I'm looking for a way to "harmonize" scores between 0 and 100.
Let's say I have n scores, the smallest one is 0, the biggest one is 100, and I know all the other values.
I would like to harmonize the scores between 0 and 100 so that the smallest one is still 0, the biggest one still 100, but spread the other between 0 and 100.
Examples:
If my current scores are 0, 0, 0, 1, 2, 5, 100, I want my end values to be somehow closer to 0, 0, 0, 10, 20, 60, 100 for instance.
If my current scores are 0, 88, 95, 100, I want my end values to be somehow closer to 0, 20, 75, 100.
I haven't been able to express this clearly and hence couldn't find any formula / algorithm to calculate the end values. I guess it should be based on the standard deviation somehow ?

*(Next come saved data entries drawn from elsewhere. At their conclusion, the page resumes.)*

PR #658, opened 2022-10-16
Fix the shell script to install a11y addon

takuyakikuchi:
## Issue

The shell script to install a11y addon is not correct.

## Changes

The shell script updated.


jonniebigodes:
@takuyakikuchi, thanks for this. It seems that a recent change in the tutorial didn't actually cover it. Appreciate it you taking the time to patch this up. On my, this is good to go. Going to merge it. 

Hope you have a great week.

Stay safe

PR #659, opened 2022-10-20
Update screen.md

timur-svoboda:


jonniebigodes:
@timur-svoboda, thanks for taking the time and effort into this pull request and helping improve our tutorials. We appreciate it. But in this case, the wording is actually correct. To give you a bit of context, the choice of "change" doesn't mean only story it could also be a change in the component implementation as documented extensively in the tutorial. With that, sadly, I'll have to close this pull request.

Hope you don't take it the wrong way. I hope you have a great week.

Stay safe

Issue #662, opened 2022-10-23
Grammatical mistakes in Spanish translation


shogohida:
I found 4 grammatical mistakes in Spanish translation. "componente simples" should be "componente simple" because the noun is singular and the adjective also must be singular.

https://github.com/chromaui/learnstorybook.com/blob/master/content/intro-to-storybook/vue/es/simple-component.md
https://github.com/chromaui/learnstorybook.com/blob/master/content/intro-to-storybook/svelte/es/simple-component.md

jonniebigodes:
Closing this per comment in the associated pull request.

PR #664, opened 2022-10-23
Fix plural adjectives to singular in Spanish translation

shogohida:
I made this pull request to solve [this issue](https://github.com/chromaui/learnstorybook.com/issues/662)

### DIFF
--- a/content/intro-to-storybook/svelte/es/simple-component.md
+++ b/content/intro-to-storybook/svelte/es/simple-component.md
@@ -1,6 +1,6 @@
 ---
-title: 'Construye un componente simples'
-tocTitle: 'Componente Simples'
+title: 'Construye un componente simple'
+tocTitle: 'Componente Simple'
 description: 'Construye un componente simple en aislamiento'
 ---
 
--- a/content/intro-to-storybook/vue/es/simple-component.md
+++ b/content/intro-to-storybook/vue/es/simple-component.md
@@ -1,6 +1,6 @@
 ---
-title: 'Construye un componente simples'
-tocTitle: 'Componente Simples'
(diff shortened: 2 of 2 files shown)


jonniebigodes:
@shogohida sorry for the delayed response on this, as I was tasked with other documentation items. Once again, sorry for this, but sadly this pull request will also be closed. Even though the word exists in the Spanish dictionary and could be used, in this case, it's actually inaccurate as the change you're introducing would be a grammar error. For instance, a case where the word would be used would be the following:

"¿Como puede alguien, siendo un simple mortal, puede retar a Dios?", which translates to "How can anyone, being a mere mortal, ever challenge God?" . Here it's accurate and it's the correct usage. But the case you're using it's not and the word should also be pluralized. To give you a bit more context, I've reached out to both the community for some insights and a close friend of mine which is a native Spanish speaker/writter. 

Have a great weekend

Stay safe

shogohida:
@jonniebigodes 
Thanks for your explanation! To be honest, I don't understand yet why both of "un componente simple" and "un componente simples" exist and their differences depending on the contexts... 

However, you've reached out to several people so your choice should be respected 👍 I'm not a native speaker of Spanish or Portuguese in the end hahaha

Hope to contribute to other translations in the future!

jonniebigodes:
@shogohida no need to thank whatsoever. Glad that I was able to provide you with some context. And it's one of those nuances that some Latin-based languages (e.g., Portuguese, Spanish) have that can elude non-native speakers. You might think that you're fixing a grammar error, such as in this case, but you're introducing one. 

And please feel free to do so; we'd welcome updates to the translations.

PR #31, opened 2015-01-21
check if the url provided matches the source associated with the token

deniak:


app.js
```diff
@@ -201,7 +201,8 @@ function orchestrate(spec, isManifest) {
     spec.jobs['token-checker'].status = 'pending';
     var shortlink; //@todo retrieve shortlink
     return TokenChecker.check(shortlink, token).then(function(authReport) {
-      if(authReport.authorized) {
+      var matchSource = spec.url.substring(0, authReport.source.length) === spec.url;
```
astorije: Shouldn't that check that `spec.url.substring(/* ... */) === authReport.source` instead? If not, I am not sure to understand what is being checked.

astorije:
@deniak, apart from the comment I left inline, I have a couple of questions for this:

- Should this check be done by echidna or by the publication system instead?
- If I understand your check properly, you check that the beginning of the URL of source to publish matches the registered URL. That would be a problem if someone registers something like `https://github.com`, no?

astorije:
By the way, if you rebase your commit with master and force-push, it should pass Travis (make sure to read the inline comment before).

deniak:
@astorije thanks for spotting the bug. Should be fixed now. Regarding your questions:
- I think the check should be done in echidna. The source is part of the token generation so imo, it should be checked at the same time
- we are indeed checking that the url provided starts with the source stored in the db. I had the same concerns about having something like `http://www.github.com` that will allow publication of anything under github but since the token registration is restricted to team contact for now, I think it's fine. We could try to force 1+ level in the source when requesting a token, but it may not work for specs not developed under github.

astorije:
It looks better indeed :)

- I don't understand what you mean by " The source is part of the token generation so imo, it should be checked at the same time", but my question was badly worded anyway. What I meant is that this check can be done in echidna, where you placed it, or on the Symfony side, in the request to the `global.TOKEN_ENDPOINT`. The result of the check would be available in the HTTP response. Is that clearer?
- Indeed, we cannot enforce the 1+ level. My question then could be: why don't we check that the source matches *exactly*?

deniak:
@astorije
- I understand now. You would pass a new parameter to the endpoint and symfony will compare to what's in the db. I suggest we leave it as is for now and create an issue for v1.5, but +1 on your idea.
- I don't think we can say the source should match exactly. People will use tags/branches etc...

tripu:
I created those two new issues for `v1.5` guys, and I think we can merge and close this one for now.
I'll let you do that @astorije, since you're assigned to it.

astorije:
Thanks @tripu and @deniak.
This implementation is indeed good enough for now. I'll merge.

astorije:
Rebased with master...

astorije:
... and now merged.

PR #33, opened 2015-01-23
Simulated token checker

plehegar:


astorije:
Action @astorije: Rebase and fixup last commit.

PR #35, opened 2015-01-26
Added "token" parameter to HTML form; plugged into "orchestrator".

tripu:


tripu:
This is the first half of the work in the 2nd row in [the table of pending tasks](https://www.w3.org/Team/wiki/Publications_workflow_design#Summary); *"publication request form"*.

tripu:
I personally favour having gutters as a conservative rule; not everyone has always the luxury of a wide monitor (or an external monitor at all).

We are indenting with 2 and 4 spaces, both in Specberus and here (sometimes 3, but those must be mistakes). 2 spaces seem to be more common here; 4 spaces are the rule in Specberus. But it's not really enforced (yet).

In any case, this underlines the need to take up again that definition of a common coding style. @TODO.

astorije:
Actually, only app.js doesn't have 2 spaces anymore on echidna.

tripu:
OK, then the ones I quickly found ([1](https://github.com/w3c/echidna/blob/master/test/lib/testserver.js#L17), [2](https://github.com/w3c/echidna/blob/master/test/lib/utils.js#L36)) are the odd mistakes. It's still 4 sometimes [in other languages in Echidna](https://github.com/w3c/echidna/blob/master/stubs/third-party-checker.sh#L8), though. Maybe we should unify that too once we reach consensus about coding style.

Interestingly, [Echidna was born with 4-space-indentation](https://github.com/w3c/echidna/commit/82390348596a138047d040124013da432d39abc3) (and with those ugly commas at the beginning of lines in multiple-var declarations) to be consistent with its predecessor Specberus&nbsp;&mdash;&nbsp;until, somehow, that changed&hellip; hum ;)

astorije:
Sorry, I think you meant that [Echidna was born with 2-space indentations](https://github.com/w3c/echidna/blob/82390348596a138047d040124013da432d39abc3/app.js). But I think fighting about 2-space indentation vs 4-space indentation was voted "Most Unproductive Fight in Computer Science" somewhere I just made up, so I won't fight :P

Regarding ugly-comma formatting, I plead guilty for getting rid of them. You're welcome :D

deniak:
My bad for totally re-indenting the files. Tripu and I started to switch the order of the jobs and I ended up re-indenting everything.
I guess we'll have to come up with coding style for v1.5. We throw so many things at v1.5, it's going to take forever to reach that milestones :)

PR #39, opened 2015-01-26
Fix a few issues with the installation to CVS

tripu:
* Added new config var `DEFAULT_BASE_TR_PATH`; it should hold the (preferably absolute) path to a local copy of the CVS repo, up to the `/TR/` bit (inclusive). Example: `/foo/bar/cvs-w3c/WWW/TR/`.
* Added function `buildFinalTRpath` to build the path for the new spec (using the aforementioned variable).
* Fixed a bug in the name of a function, `trInstall` vs. `trInstaller`.
* Also, improved a bit the layout of the HTML form, and the token field is *not* masked any more.

NB: while we're temporarily using `cp -R` to test this step, it's necessary to append `/*` to the `source`; otherwise the temporary directory with the timestamp will be copied (instead of its *contents*).


app.js
```diff
@@ -220,7 +230,8 @@ function orchestrate(spec, isManifest, token) {
                                         spec.jobs['publish'].status = 'ok';
 
                                         spec.jobs['tr-install'].status = 'pending';
-                                        return trInstall(tempLocation, finalLocation).then(function () {
+                                        finalTRpath = buildFinalTRpath(baseTRpath, report.metadata.get('thisVersion'));
+                                        return trInstaller(tempLocation, finalTRpath).then(function () {
```
astorije: Thanks for catching that!

app.js
```diff
@@ -177,6 +178,14 @@ History.prototype.toJSON = function () {
     return this.facts.reverse().toJSON();
 };
 
+function buildFinalTRpath(baseURL, thisVersionURL) {
+
+    var w3URL = /https?:\/\/(www\.)?w3\.org\/tr/i;
```
astorije: :-1:

Regular expressions often obfuscate the code and here is a good example. Reading this function, I cannot tell what is its purpose. When ultra-optimization is not in order, readability should be the key. Could you provide a regex-free alternative?

In terms of conservatism for the replacement, `This Version` URLs are never under `https`, always provided with `www`, and case is important (everything lower-case except for `TR`, always uppercase) so I am not sure you need to take extra care here.

astorije:
> NB: while we're temporarily using `cp -R` to test this step

Just to clear things up, this is *not* temporary. `cp` will and should always be used for development and test purposes. This is why the private installation script we use on the prod server should have the same interface than `cp`.

app.js
tripu: I was just trying to be as flexible as possible with our inputs. The registration form will accept something like `http://WWW.w3.oRg...` as the URL, right? So it should still work further along the process, I think. That's the good thing about regexes&hellip;

tripu:
@astorije: I updated the PR with a few simple fixes, after testing the CVS script with Denis today.

app.js
astorije: @tripu, the registration should not work with `https://www.w3.org/TR/...`, `http://WWW.w3.org/tr/...`, http://w3.org/TR/...`, etc.
The only accepted this version is `http://www.w3.org/TR/...`.

astorije:
@tripu, I'm confused. Would you mind adding a line of comment in or above the function? I don't see what it is supposed to to at first glance :/

tripu:
@astorije, that one-line function seems no longer necessary, so I've removed it. Hopefully it's clear now without any comments.
I've also rebased this branch, so that you can merge directly, if you think it's OK.

deniak:
@astorije the reason we have a regex is because Specberus test against a [regex](https://github.com/w3c/specberus/blob/master/lib/rules/headers/dl.js#L89) as well. I know the regex is not the same but it allows https for instance. Imo, it doesn't hurt to have a regex and it's not like it's a very complicated regex. That being said, if you have a strong opinion against the regex, @tripu and I are fine with you removing it and merge the MR. Afaik, that's the last thing blocking the MR

astorije:
Looks good, so I merge as is.

However, I vote for removing the flexibility in both Echidna **and** Specberus before v1: as the webmaster, I would never accept to publish documents with URLs like `https://www.w3.org/TR/...`, `http://WWW.w3.org/tr/...`, `http://w3.org/TR/...`. The `https` is special because we might switch TR to HTTPS someday, but other formats are just editors' mistakes and must be treated as such.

Thanks a lot for putting me in the right direction
Think about this method: If I use the notation $x_0, x_1, ..., x_n$ for your sample, the transform T that makes:
$$T(x_k) = (\frac{1}{X} \sum_{i=0}^{k} x_i)*(100)\ ,$$
with $X = \sum_{i=0}^{n} x_i$ (total sum of your sample). T is the normalized cumulated sum of your samples (I multiply by 100 for getting integers between 1 and 2).
If it is not enough just restart it again.
In the first example the result is transformation into :
$0,0,0,0.09,2.7,7.4,100$
In the second example:
$0,31,64.6,100$
The only problem is that it reduces the lowest value. For the first example you could also try to apply the method to $100 - x_0, 100- x_1, ..., 100 - x_n$ and then apply $T(x) = 100-x$ to the results.
The method is the method of histogram equalization in image proccessing. It is supposed to transform a random histogram (which, in fact, is a distribution of probabilities) into an equalized histogram. I just considered your scores as probabilities.